* _EXERCISE INSTRUCTIONS_:
Determine the count of lines containing "types" in the entries below and return only that figure.

* _RECORD SET_:
PR #8134, opened 2025-01-28
[HW] Start of high imedence operations and types

darthscsi:
Separate high impedence from the rest of the system.  This will lead to a great simplification of inout and hw.

### DIFF
--- a/include/circt/Dialect/HW/HWMiscOps.td
+++ b/include/circt/Dialect/HW/HWMiscOps.td
@@ -189,4 +189,53 @@ def EnumCmpOp : HWOp<"enum.cmp", [Pure]> {
   }];
 }
 
+
+
+// Deal with HiZ types
+
+def ReadHiZOp
+ : HWOp<"hiZ.sample", [Pure, HiZTypeConstraint<"result", "input">]> {
+  let summary = "Get the value of a high impediance type (hiZ).";
+  let description = [{
+    Extract the value of a high impedance typed value.  This converts a hiZ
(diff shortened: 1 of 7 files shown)


include/circt/Dialect/HW/HWMiscOps.td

* _OUTPUT BELOW_:
2